__EXERCISE PROMPT__. Pick out each line of the records in which the word "that" appears.

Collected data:
#####

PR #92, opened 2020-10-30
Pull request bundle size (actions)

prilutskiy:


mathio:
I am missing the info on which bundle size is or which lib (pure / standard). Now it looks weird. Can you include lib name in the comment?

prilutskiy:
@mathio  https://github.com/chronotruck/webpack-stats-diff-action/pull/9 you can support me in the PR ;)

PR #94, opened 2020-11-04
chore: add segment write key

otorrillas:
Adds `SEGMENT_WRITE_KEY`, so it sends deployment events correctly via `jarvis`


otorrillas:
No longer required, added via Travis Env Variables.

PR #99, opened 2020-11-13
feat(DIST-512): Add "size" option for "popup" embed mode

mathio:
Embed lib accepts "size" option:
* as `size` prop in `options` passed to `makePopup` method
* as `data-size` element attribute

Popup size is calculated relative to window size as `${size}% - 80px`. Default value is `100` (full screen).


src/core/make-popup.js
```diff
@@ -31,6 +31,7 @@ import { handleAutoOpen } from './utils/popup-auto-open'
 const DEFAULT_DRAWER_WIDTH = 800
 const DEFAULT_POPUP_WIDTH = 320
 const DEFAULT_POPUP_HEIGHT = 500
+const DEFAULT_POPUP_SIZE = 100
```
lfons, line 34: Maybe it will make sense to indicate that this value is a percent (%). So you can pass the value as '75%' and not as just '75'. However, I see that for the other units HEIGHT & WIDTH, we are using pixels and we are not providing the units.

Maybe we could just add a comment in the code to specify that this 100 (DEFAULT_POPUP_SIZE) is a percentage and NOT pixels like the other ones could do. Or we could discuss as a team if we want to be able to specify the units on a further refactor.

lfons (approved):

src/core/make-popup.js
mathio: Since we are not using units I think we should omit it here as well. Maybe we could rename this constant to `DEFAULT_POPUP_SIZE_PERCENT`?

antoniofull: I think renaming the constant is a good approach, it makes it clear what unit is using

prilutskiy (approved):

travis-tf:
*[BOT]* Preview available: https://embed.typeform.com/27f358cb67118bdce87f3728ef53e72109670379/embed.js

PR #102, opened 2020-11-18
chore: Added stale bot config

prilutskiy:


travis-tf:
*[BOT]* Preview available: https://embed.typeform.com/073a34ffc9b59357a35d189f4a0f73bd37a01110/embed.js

#####

__WRITTEN ANSWER__.
lfons, line 34: Maybe it will make sense to indicate that this value is a percent (%). So you can pass the value as '75%' and not as just '75'. However, I see that for the other units HEIGHT & WIDTH, we are using pixels and we are not providing the units.
Maybe we could just add a comment in the code to specify that this 100 (DEFAULT_POPUP_SIZE) is a percentage and NOT pixels like the other ones could do. Or we could discuss as a team if we want to be able to specify the units on a further refactor.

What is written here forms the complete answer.